Lucky, although I've never seen a Chinese mantis here in CO. Only europeans and ground mantids.


----------



## ABbuggin (Oct 1, 2009)

Great pics! Can't wait until we go collecting.  



Rick said:


> This year I am finding 90% green.


Same here. I have only found one brown one, the rest have been green.


----------



## revmdn (Oct 1, 2009)

Really fun stuff.


----------



## charleyandbecky (Oct 1, 2009)

Those are outstanding pictures! What a wonderful place. I have never had luck like that.

Can you give me some pointers on the best types of places to look for mantids? You seem to have excellent luck finding them when you go out.

Rebecca


----------



## Katnapper (Oct 2, 2009)

Great little bug hunt, Rick.  When you hold the mantids like that they seem to be holding their arms up saying, "I give... I give!"


----------



## Rick (Oct 2, 2009)

Katnapper said:


> Great little bug hunt, Rick.  When you hold the mantids like that they seem to be holding their arms up saying, "I give... I give!"


 :lol: 



charleyandbecky said:


> Those are outstanding pictures! What a wonderful place. I have never had luck like that.Can you give me some pointers on the best types of places to look for mantids? You seem to have excellent luck finding them when you go out.
> 
> Rebecca


Places like you see in my pics. You have places like that too. Lots of weeds. Meadows, overgrown ditches/fencelines, places where large sets of powerlines cross through the country, wil probably be weedy underneath them. Any weedy place should hold lots of feeder insects which will mean mantids.


----------



## massaman (Oct 2, 2009)

interested in trading any ooths you find if their not hatched though you prob dont need any more miomantis or creobroter perhaps?


----------



## Rick (Oct 2, 2009)

massaman said:


> interested in trading any ooths you find if their not hatched though you prob dont need any more miomantis or creobroter perhaps?


I did collect some chinese ooths. I am interested in some creobroters since mine died from that issue I was having.


----------



## Rick (Oct 2, 2009)

ABbuggin said:


> Great pics!

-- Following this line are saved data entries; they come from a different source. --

PR #8576, opened 2020-11-27
MRG: Use overlay compositing

GuillaumeFavelier:
This PR is a prototype that represents an alternative to VTK alpha blending. It computes the final brain activation as one 'texture map' which is the result of alpha compositing of the overlays.

The pros:

* only one mesh/actor/mapper in memory for one Brain (no duplication of vertices/triangles/normals anymore)
* no visual artifacts or z-fighting caused by overlapped surfaces
* the list of overlays can be modified and updated on request especially to simulate z-order

The cons:

* the final result requires blending of all the overlays (which can be expensive). I count on some smart optimization of the `_alpha_over` function to mitigate this (I might need help here). It's also possible to use intermediate results to speedup the computation.

This is still very early results.

Closes https://github.com/mne-tools/mne-python/issues/7599


larsoner:
I would much rather let the GPU deal with all of this if possible because this does not scale as well as the GPU will. But if there are no suitable GPU solutions then I CPU is better than wrong GPU

agramfort:
would this be helpful too for notebook backend?

larsoner:
> But if there are no suitable GPU solutions then I CPU is better than wrong GPU

I'm starting to think there are no suitable GPU solutions. @GuillaumeFavelier before going too far here, maybe try a basic GPU and basic CPU example, totally outside `Brain`, where you add, say, N overlays both ways (N actors alpha blended for GPU, 1 actor with N values alpha blended in the CPU) to one hemisphere of data? Then we can see what the performance hit is like as N is varied.

Or if this compositing is 90% done anyway, you can do the same thing probably by adding STC data, then parcellation, then labels, etc., and profile directly with some repeated calls to `screenshot` / `Render` or so.

I think it's worth going through this exercise even if CPU is our only option at least so we know what we're getting into.

Bonus points if you do GPU without depth peeling, GPU with depth peeling, and CPU (no depth peeling, not needed)...

GuillaumeFavelier:
> would this be helpful too for notebook backend?

The artifacts in https://github.com/mne-tools/mne-python/issues/7599#issuecomment-733626871 are most likely also present with the `notebook` 3d backend.

>  try a basic GPU and basic CPU example

got it :+1: 

> Or if this compositing is 90% done anyway

This version is very early work and limited to `Brain`. Refactoring is needed to extend to label, annotation, ...

larsoner:
> This version is very early work and limited to Brain. Refactoring is needed to extend to label, annotation, ...

Could you create a `_LayeredMesh` class that has 

1. an `__init__` that takes `rr, tris` args
2. a method `add_overlay(scalars, vertices, smoothing_matrix, cmap, ..., zorder)` where `scalars` is shape `(len(vertices), n_time)` or `(len(rr), n_time)` for full-res data or `(len(rr), 1)` for static data (like an annotation)
3. a `set_index` method that changes the data index that is displayed

It makes the implementation at the `Brain` end very clean, simple, and readable. And if we decide to switch at some point from CPU to GPU compositing, it just requires changing `_LayeredMesh` to make multiple meshes on the GPU rather than a single mesh with CPU-based alpha blending. WDYT?

You could even start by making this class using the `master` method, namely by creating multiple meshes rather than doing CPU blending. Then once that works, you only need to change / update the rendering/blending parts in `_LayeredMesh` rather than anything in `_Brain`.

GuillaumeFavelier:
`mayavi` brain tests fail because there is no option for scalars as rgba texture.

GuillaumeFavelier:
Just my opinion but I somehow find the design more elegant and it feels like less "hacks" are needed.

I updated `add_data`, `add_label` and `add_annotation`.

GuillaumeFavelier:
The implementation is not exactly what you describe in https://github.com/mne-tools/mne-python/pull/8576#issuecomment-738016809 but it's flexible @larsoner 

Always possible to improve

larsoner:
The plot on [master](https://mne.tools/dev/auto_examples/inverse/plot_source_space_snr.html#sphx-glr-auto-examples-inverse-plot-source-space-snr-py):



Looks different from (and more correct than) [the one on this PR](https://23953-1301584-gh.circle-artifacts.com/0/dev/auto_examples/inverse/plot_source_space_snr.html#sphx-glr-auto-examples-inverse-plot-source-space-snr-py), and I don't think it's just due to the scale bar difference -- note the odd yellow splotches:



Also there is a difference in the automatic scale bar (should be about -100 to 40 and is on `master`, in this PR it changes to -70 to 38).

So it seems like there is both a blending-logic bug and a data scaling bug?

mne/viz/_brain/_brain.py
```diff
@@ -47,6 +47,157 @@ def safe_event(fun, *args, **kwargs):
...
+
+    def _compute_over(self, B, A):
+        alpha_a = A[:, 3]
+        alpha_b = B[:, 3]
+        alpha_c = alpha_a + alpha_b * (1 - alpha_a)
+        a = A[:, :3]
+        b = B[:, :3]
+        c = (a.T * alpha_a).T + (b.T * alpha_b * (1 - alpha_a)).T
+        c = (c.T / alpha_c).T
+        return np.c_[c, alpha_c]
```
larsoner, line 127: This is equivalent but uses broadcasting and fewer copies:
```suggestion
        assert A.ndim == B.ndim == 2
        assert A.shape[1] == B.shape[1] == 4
        A_w = A[:, 3:]  # * 1
        B_w = B[:, 3:] * (1 - A_w)
        C = A.copy()
        C[:, :3] *= A_w
        C[:, :3] += B[:, :3] * B_w
        C[:, 3:] += B_w
        C[:, :3] /= C[:, 3:]
        return np.clip(C, 0, 1, out=C)
```

mne/viz/_brain/_brain.py
```diff
@@ -47,6 +47,157 @@ def safe_event(fun, *args, **kwargs):
...
+        self._vertices = vertices
+        self._triangles = triangles
+        self._normals = normals
+
+        self._polydata = None
+        self._actor = None
+        self._is_mapped = False
+
+        self._cache = None
+        self._overlays = dict()
```
larsoner, line 96: We still need to use `OrderedDict` until we switch to Python3.7 minimum (it was only an official language feature in 3.7, in 3.6 it works with standard Python but it was an implementation detail)

GuillaumeFavelier:
> So it seems like there is both a blending-logic bug and a data scaling bug

I would say data scaling for now because when I click on `Restore scaling`, I obtain a more satisfying result:

image

GuillaumeFavelier:
The artifacts are available on: 
https://23965-1301584-gh.circle-artifacts.com/0/dev/index.html

I'll work on coverage now

GuillaumeFavelier:

larsoner:
I guess unsurprisingly, CircleCI renders faster with this PR, which is neat. And even locally doing `PATTERN=dspm_source make html_dev-pattern` (which makes a movie) on `master` takes 23 sec and on this PR it's 22 sec, which is great! So it's either a bit faster, or in the noise for speed.

larsoner (approved):
LGTM, will merge once CIs are happy. Awesome @GuillaumeFavelier !

agramfort:
great !

>

PR #8577, opened 2020-11-28
MRG, BUG: fix rstrip in EDF

agramfort:
I got some data with some weird \x00

I could read the file fine with eeglab but not with pyedf or pyedflib

not sure if we should merge this.


sappelhoff:
Maybe you can ask @a-hurst, who seems to know a lot about EDF :)

mne/io/edf/edf.py
```diff
@@ -621,13 +621,13 @@ def _read_edf_header(fname, exclude):
         ch_names = _unique_channel_names(ch_names)
         orig_units = dict(zip(ch_names, units))
 
-        physical_min = np.array([float(fid.read(8).decode())
+        physical_min = np.array([float(fid.read(8).decode().rstrip('\x00'))
```
larsoner, line 624: I would do a `.split('\x00')[0]` instead. Really I think this is an old-school C-string null termination, i.e., read until 8 bytes or `\x00` is encountered, and `\x00` replicates this behavior.

My C is rusty, though, so take this with a grain of salt and if someone knows better feel free to correct me...

a-hurst:
@agramfort The way it's handled for parsing the ID info and recording info parts of the header is to decode the bytes explicitly as 'latin-1' ('ascii' works too) and just use rstrip without an argument:

https://github.com/mne-tools/mne-python/blob/3276fed0d03341c8a1484a0e951eec551f784541/mne/io/edf/edf.py#L526

The EDF standard explicitly says only ASCII characters are allowed in the header, so that approach is in keeping with the spec and not just for convenience.

mne/io/edf/edf.py
larsoner: ... really I would refactor `_edf_str_int` to be `_edf_str_cast` and do a `float` cast here. It uses the `.split` method and keeps the code more DRY

larsoner:
@a-hurst unfortunately I don't think a bare `rstrip` will fix it:
```
>>> b'\x00'.decode('latin-1').rstrip()
'\x00'
```
But a `.split('\x00')[0]` should I think

a-hurst:
Ah yep you're right: for some reason I thought the headers were padded with null bytes as well but they're padded with space characters. Your solution is the way to go.

agramfort:
thanks for taking over

>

Can't wait until we go collecting.


Just let me know. My weekends are free unless I tell you otherwise. I have to go out again before the next bugshow. BTW, are you coming to that one too?


----------



## yen_saw (Oct 2, 2009)

Rick said:


>


Looks like fun Rick! Very high density. The tree is full of oothecae, looks like christmas tree  

Also, i have noticed that the place with high density on Chinese mantis usually means low density on other species of mantis. Even for narrow wing in this case. The larger T. sinesis must be like the T. rex in mantis world. Lot of competitors.


----------



## Rick (Oct 2, 2009)

yen_saw said:


> Looks like fun Rick! Very high density. The tree is full of oothecae, looks like christmas tree  Also, i have noticed that the place with high density on Chinese mantis usually means low density on other species of mantis. Even for narrow wing in this case. The larger T. sinesis must be like the T. rex in mantis world. Lot of competitors.


I agree. There were some stagmomantis but very few. The narrow wing mantis in this area is in one small area that is not very big. You cross the road and there are none but there are chinese there. I did find one very old narrow wing ooth in the area full of the chinese.


----------



## Matticus (Oct 5, 2009)

Rick said:


> Just let me know. My weekends are free unless I tell you otherwise. I have to go out again before the next bugshow. BTW, are you coming to that one too?


I would love to get in on that too if you two wouldn't mind the company. I'm still trying to train my eye... right now my best luck is when I see legs sticking out of bushes.


----------



## Rick (Oct 5, 2009)

Matticus said:


> I would love to get in on that too if you two wouldn't mind the company. I'm still trying to train my eye... right now my best luck is when I see legs sticking out of bushes.


Sure. Have yet to hear from Andrew. I am off for five days starting friday.


----------